Commanders and leaders
- Sultan Mahmud Khan Muhammad Shaybani Khan (defector): Sultan Ahmed Mirza Mir Abdul Ali Tarkhan Muhammad Majid Tarkhan

= Battle of the Chirciq River =

The Battle of the Chirciq River was fought between Sultan Mahmud Khan of Moghulistan and Sultan Ahmed Mirza, the Timurid ruler of Samarkand & Bukhara in 1488 CE over the city of Tashkent. The Moghuls decisively defeated the Timurids as a result of the defection of 3,000 Uzbeks under the command of Muhammad Shaybani Khan.

==Background==
Tashkent was conquered by Yunus Khan, the Khan of Moghulistan during the Timurid Civil Wars. After he died in 1487 CE, his son Sultan Mahmud Khan became the new Khan. With this change of power in Tashkent, the Timurids of Ferghana ordered by Umar Shaikh Mirza II decided to attack Tashkent and placed a strong army in the Ushtar Fort. However, Sultan Mahmud Khan marched quickly to besiege the fort and took it by assault. Next year, however, the Amirs of the Timurids of Samarkand & Bukhara compelled and convinced Sultan Ahmed Mirza to attack the Moghuls and take Tashkent, otherwise they will be a source of trouble for the region and its trade. Finally, the Mirza collected an army 150,000 strong, and led it against Tashkent.

==Battle==
Sultan Mahmud Khan passed through the suburbs of Tashkent and stood facing the advancing Timurids. Between them flowed the Chirciq River which it was impossible to cross. The armies remained there for the next three days. In the army of the Mirza was Muhammad Shaybani Khan, the son of Shah Budagh Oghlan, the son of Abul-Khayr Khan ibn Dawlat Shaykh ibn Ibrahim Khan. Muhammad Shaybani Khan was not able to hold his own in the steppes, he betook himself to Transoxiana, and became a retainer of one of Sultan Ahmed Mirza's Amirs named Mir Abdul Ali. He was in this army, and had 3000 followers. When Sultan Ahmed Mirza had remained three days on the bank of the river, Muhammad Shaybani Khan sent to Sultan Mahmud Khan a message to ask if he would meet and confer with him. That same night they met and they agreed that on the morrow the Khan should attack Mir Abdul Ali, the master of Muhammad Shaybani Khan, who, on his part, undertook to throw the army into disorder, and then to take flight.

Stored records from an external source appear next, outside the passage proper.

PR #143, opened 2016-01-11
[Fix] Use the URL field of the slide

jlaloux:
When you are over HTTPS and you want to load a slide. Chrome stops it because it tries to load the slide without HTTP. By using the field website_url coming from the slide model, if the URL of the slide is with HTTPS, you'll not have this error anymore.

image


sergio-teruel:
@jlaloux All your web is under https?? or only some sections?

sergio-teruel:
@jlaloux Please rebase to fix runbot errors

yajo:
I think you are getting hit by a core bug fixed in https://github.com/odoo/odoo/pull/10363/. Could you try please?

pedrobaeza:
No answer for so long, so closing.

PR #148, opened 2016-01-24
[ADD] website_product_share

andhit-r:
This module will add functionality to enable/disabled share button on each product page. This module will be useful if user would like to have share button on all product page. Without this module share button have to be added manually via share button snippet one by one


pedrobaeza:
Thanks for the contribution, Andithia.

As this is e-commerce stuff, please make the PR against e-commerce repo.

andhit-r:
Will do it, thanks @pedrobaeza

PR #149, opened 2016-01-24
[ADD] website_blog_share

andhit-r:
This module will add functionality to enable/disabled share button on each blog post. This module will be useful if user would like to have share button on all blog post. Without this module share button have to be added manually via share button snippet one by one.

Share button will appear after blog subtitle


andhit-r:
Closed PR to restart travis

andhit-r:
Restrat travis + runbot

andhit-r:
@pedrobaeza @elicoidal this is similar to https://github.com/OCA/e-commerce/pull/98, only this add share button to blog post

PR #162, opened 2016-02-06
[ADD][8.0] website_event_share

andhit-r:
This module will add functionality to enable/disabled share button on each event details. This module will be useful if user would like to have share button on all event details. Without this module share button have to be added manually via share button snippet one by one.

Share button will appear after event location


pedrobaeza:
Please put this one in OCA/event

andhit-r:
Moved to https://github.com/OCA/event/pull/34

Issue #164, opened 2016-02-15
[8.0] [website_portal] Login redirection regression


LeartS:
Commit https://github.com/OCA/website/commit/9141fe1b5166f32e10c87abdf120cebf5b190f1b introduced a regression. It absolutely should not redirect to `/` in every case, in particular it overrides redirects defined in the url, breaking for example login and signup from checkout page or every possible customization of the redirect from frontend modules/template modifications with the HTML editor.

pedrobaeza:
cc @sergio-incaser

LeartS:
Actually just noticed it was introduced in https://github.com/OCA/website/commit/5afd318fad7c2ddfb7e0fff096aac9a236d0f4cd cc @carlos-incaser

sergio-teruel:
@LeartS @pedrobaeza Yes your are right, I'll fix it...

PR #165, opened 2016-02-15
[FIX] website_portal: Respect redirect into url.

sergio-teruel:
This fix the #164 issue.
Please @LeartS can you review?
cc @pedrobaeza

### DIFF
--- a/website_portal/controllers/main.py
+++ b/website_portal/controllers/main.py
@@ -1,4 +1,6 @@
 # -*- coding: utf-8 -*-
+from urlparse import urlparse, parse_qs
+from urllib import urlencode
 from openerp import http
 from openerp.http import request
 from openerp import tools
@@ -99,12 +101,14 @@ class WebsiteAccount(http.Controller):
 class AuthSignup(AuthSignupHome):
 
     def redirect(self, res, **kw):
-        if request.session.uid:
-            user = request.env['res.users'].browse(request.session.uid)
-            redirect = kw.get('redirect', '')
-            if not user.has_group('base.group_user') and\
-                    (redirect == '' or redirect[-5:] == '/web?'):
-                    return http.redirect_with_hash('/')
+        redirect = kw.get('redirect', '')
+        if request.session.uid and (not redirect or '/web?' in redirect):
+            params = parse_qs(urlparse(redirect).query, keep_blank_values=True)
+            return_url = params.pop('redirect', ['/'])[0]
+            if '/web?' in return_url:
+                return_url = '/'
+            return_url = '%s?%s' % (return_url, urlencode(params))
+            return http.redirect_with_hash(return_url)
         return res
 
     @http.route(website=True, auth="public")
--- a/website_portal/controllers/main.py
+++ b/website_portal/controllers/main.py
@@ -98,21 +98,21 @@ class WebsiteAccount(http.Controller):
 
 class AuthSignup(AuthSignupHome):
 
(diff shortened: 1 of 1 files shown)


pedrobaeza:
Seems OK, but I'm not expert in this. Let's see what @LeartS says.

website_portal/controllers/main.py
```diff
@@ -98,21 +98,21 @@ def details_form_validate(self, data):
...
-    def web_login(self, *args, **kw):
-        res = super(AuthSignup, self).web_login(*args, **kw)
+    def redirect(self, res, **kw):
         if request.session.uid:
             user = request.env['res.users'].browse(request.session.uid)
-            if not user.has_group('base.group_user'):
-                return http.redirect_with_hash('/')
+            redirect = kw.get('redirect', '')
+            if not user.has_group('base.group_user') and\
+                    (redirect == '' or redirect[-5:] == '/web?'):
```
hbrunn: i believe you mean `redirect[:5]` here?

LeartS:
I don't know. What if a user wants to redirect to `/web` or doesn't want the module to redirect to `/` ? or what it the default changes from `/web?` to something else, then this will stop working. Actually it could not work in some cases already, as the default redirection also has the query string, so for example it could be that it doesn't work with debug enabled (`redirect` would be `/web?debug=1`).
IMO the module should not explicitly redirect at all; i.e. it should not call `http.redirect_with_hash`.
It should just change the default redirect value from `/web?` to `/` (actually I would redirect to `/my/home` by default) when the user is a share user.

The problem is that the default redirect is set in the qwebcontext value in the login form, before we know what user has logged in. So, in my opinion, we could either:
- Always make the default redirect to `/` or `/my/home`, even for internal users: there will be the website black top bar to access the backend client!
- Leave all `web_login` as it is and inherit instead `web_client`: there the user is authenticated and we can check if he is a portal/share user, and in that case redirect him to frontend

The first option would simply be something like this:

```
from openerp.addons.web.controllers.main import Home


class WebsitePortalHome(Home):

    @http.route()
    def web_login(self, redirect=None, **kw):
        if not redirect:
                redirect = '/my/home' + request.httprequest.query_string
        return super(WebsitePortalHome, self).web_login(redirect=redirect, **kw)
```

This just sets the default redirect value passed to the standard login method, it can be made inhertiable and customizable (for example taking out the logic that determines the path in a function) and doesn't overwrite the standard `web_login` logic by calling explicitly a redirect, it just changes the default value.

website_portal/controllers/main.py
sergio-teruel: No, i only want five last positions. Only redirect to '/' in case that url is 'base.url/web?'.

LeartS: What if there is a querystring? Wouldn't `redirect` be for example `/web?debug=#` ?

hbrunn: that's what i thought too. I think to do this right, we need urlparse or the like

sergio-teruel:
Respect redirec to '/' or 'my/home'... i think that in v9 is redirected to '/' so I would respect that decision.
Now I redirect with the params in url, so if the url contains '?debug=1', this parameter is passed into returned url. Any direction that comes in the parameter 'returned' is returned.

LeartS:
I still think the module should not redirect at all but just change the default value and let the original function handle it.
But this can be an eventual future improvement, in the meantime :+1:

hbrunn:
same here :+1:

PR #166, opened 2016-02-17
[ADD] Adding new module website_membership_contact_info

mikevhe18:


pedrobaeza:
The name should reflect the real feature of the module. Something like _website_membership_contact_visibility_.

I also prefer to not showing the contact part instead of showing "This information is private", but maybe you can add a selection for choosing it: Visible in Website > "Yes", "No", "Mark as private".

mikevhe18:
@pedrobaeza thx for the review. I'll change the modul name soon.

Actually, I just wanted to tell people if anyone who wants to keep track of the contact information of one member, can contact the administrator. So that's why i put the message "Contact information has been marked as private. For more information please contact administrator" on the website

pedrobaeza:
Yeah, but you know this world is very diplomatic sometimes, so there are some people that can get angry if they think "I cannot see this information because they have marked it as private". It's the same as in Facebook, your contacts doesn't know what you have hidden. They only see what they not. That's why I suggest to make this selection field.

If you can't invest more time, I understand. Just put this comment on Known issues / Roadmap for anyone that wants to improve this.

PR #168, opened 2016-02-18
[9.0] Remove website_portal which was a backport

guewen:
Now it conflicts with the core `website_portal`.


pedrobaeza:
:+1:

pedrobaeza:
I have to mention that there are some improvements made on the v8 website_portal, but they must be added in v9 via new extension modules.

rafaelbn:
I think @sergio-incaser @carlos-incaser and @yajo must review this PR

guewen:
> I have to mention that there are some improvements made on the v8 website_portal, but they must be added in v9 via new extension modules.

I agree.

We should treat backports like the OCB branch:
- For bugfixing, they should be proposed upstream
- For improvements, they should be added in a separate module so we don't lose them on the next version

Also, I should note that the controller has been renamed to `WebsiteAccount` here and it is `website_account` in the official 9.0 branch, so the addons are not swappable. This is how I discovered the presence of this addon here, when I got this error:

```
  File "/home/gbaconnier/.../parts/enterprise/website_contract/controllers/main.py", line 10, in <module>
    from openerp.addons.website_portal.controllers.main import website_account
```

pedrobaeza:
Yeah, but that changes were done because they are too tight in the core, and a total rewrite was needed. We have already made the same with _account_bank_statement_import_. It's not ideal, but it's the way to not be constrained by Odoo rules also in a version totally controlled by OCA. Now, each version goes its way...

yajo:
:+1:

yajo:
I'd suggest you to extract a diff between core and this and consider what should be encapsulated in a new module, what should go upstream, and what should be discarded. But anyway this must be removed.

sergio-teruel:
:+1:  We will review the differences and if is needed we will do a new module..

On the next day the Moghul army was drawn up in battle array, and the infantry passed the river; the cavalry also entered the stream, when the infantry of the Timurids began the battle. The Moghul army directed its force against Mir Abdul Ali. At this moment Muhammad Shaybani Khan turned and fled with his 3000 Uzbeks, and throwing himself on the baggage of the army, began to plunder. In fact, wherever this disordered rabble found themselves, their device was to fall upon the baggage, so that the army of Sultan Ahmed Mirza was put to flight. But since the Chirciq River, which the people of Tashkent at that time called Parak, was in front of them, most of his soldiers were drowned in it. The troops of Sultan Ahmed Mirza suffered a severe defeat, while he, discomfited and beaten, fled to Samarkand. Peace was again arranged between the Khan and Sultan Ahmed Mirza.

==Aftermath==
This victory did much to raise Sultan Mahmud Khan in the estimation of the surrounding Sultans, who henceforward stood in great fear of him, and thus his position became secure. Sultan Mahmud Khan seized and threw into prison Muhammad Majid Tarkhan, who had been appointed Governor of Turkistan by Sultan Ahmed Mirza; and this Muhammad Majid Tarkhan was one of the principal causes of the peace, for he was a relation, on the mother's side, of Sultan Ahmed Mirza. As a reward for the services Muhammad Shaybani Khan rendered in the battle, the Khan made over Turkistan to him; and on this account disagreement arose between the Kazakh Khanate and Sultan Mahmud Khan, who had previously been on terms of friendship. The Kazakhs complained that he should not have given over a territory to their enemy, the Uzbeks; in consequence of this quarrel, between the Moghuls and the Kazakh Khanate, two battles took place, Sultan Mahmud Khan suffering defeat on both occasions.